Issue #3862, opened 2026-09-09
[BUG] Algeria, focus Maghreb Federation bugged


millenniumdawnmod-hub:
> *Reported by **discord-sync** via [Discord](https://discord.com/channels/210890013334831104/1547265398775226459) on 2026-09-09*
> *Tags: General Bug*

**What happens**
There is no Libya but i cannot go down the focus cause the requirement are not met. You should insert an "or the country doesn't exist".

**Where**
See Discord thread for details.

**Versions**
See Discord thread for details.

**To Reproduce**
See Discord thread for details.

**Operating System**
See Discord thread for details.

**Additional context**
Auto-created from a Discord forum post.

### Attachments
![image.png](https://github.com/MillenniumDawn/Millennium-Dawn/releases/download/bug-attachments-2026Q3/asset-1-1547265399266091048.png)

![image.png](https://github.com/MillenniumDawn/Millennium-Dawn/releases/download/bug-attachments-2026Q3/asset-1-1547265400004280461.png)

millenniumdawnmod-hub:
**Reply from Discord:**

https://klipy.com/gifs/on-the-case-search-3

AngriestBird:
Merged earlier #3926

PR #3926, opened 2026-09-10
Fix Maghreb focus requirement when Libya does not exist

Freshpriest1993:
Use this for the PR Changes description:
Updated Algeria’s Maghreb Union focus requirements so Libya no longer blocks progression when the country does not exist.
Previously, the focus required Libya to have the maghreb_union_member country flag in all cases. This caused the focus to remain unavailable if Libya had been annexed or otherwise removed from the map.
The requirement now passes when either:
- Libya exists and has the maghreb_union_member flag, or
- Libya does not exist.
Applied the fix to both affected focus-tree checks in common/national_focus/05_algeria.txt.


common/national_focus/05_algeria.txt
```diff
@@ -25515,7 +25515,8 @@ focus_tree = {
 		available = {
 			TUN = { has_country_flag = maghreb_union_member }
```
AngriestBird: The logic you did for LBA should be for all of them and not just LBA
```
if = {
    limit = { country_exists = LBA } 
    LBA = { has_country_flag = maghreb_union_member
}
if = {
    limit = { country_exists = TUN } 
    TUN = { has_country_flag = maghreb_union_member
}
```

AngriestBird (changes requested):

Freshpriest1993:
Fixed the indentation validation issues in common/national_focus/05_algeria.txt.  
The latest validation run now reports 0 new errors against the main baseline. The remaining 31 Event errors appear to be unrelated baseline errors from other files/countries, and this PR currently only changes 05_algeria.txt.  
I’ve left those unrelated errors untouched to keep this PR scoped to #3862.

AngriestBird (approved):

----------

Above are some records; copy exactly the lines from the one with "There is no" through the one with "Updated Algeria’s Maghreb", both included, and no others.

Result for this exercise
There is no Libya but i cannot go down the focus cause the requirement are not met. You should insert an "or the country doesn't exist".

**Where**
See Discord thread for details.

**Versions**
See Discord thread for details.

**To Reproduce**
See Discord thread for details.

**Operating System**
See Discord thread for details.

**Additional context**
Auto-created from a Discord forum post.

### Attachments
![image.png](https://github.com/MillenniumDawn/Millennium-Dawn/releases/download/bug-attachments-2026Q3/asset-1-1547265399266091048.png)

![image.png](https://github.com/MillenniumDawn/Millennium-Dawn/releases/download/bug-attachments-2026Q3/asset-1-1547265400004280461.png)

millenniumdawnmod-hub:
**Reply from Discord:**

https://klipy.com/gifs/on-the-case-search-3

AngriestBird:
Merged earlier #3926

PR #3926, opened 2026-09-10
Fix Maghreb focus requirement when Libya does not exist

Freshpriest1993:
Use this for the PR Changes description:
Updated Algeria’s Maghreb Union focus requirements so Libya no longer blocks progression when the country does not exist.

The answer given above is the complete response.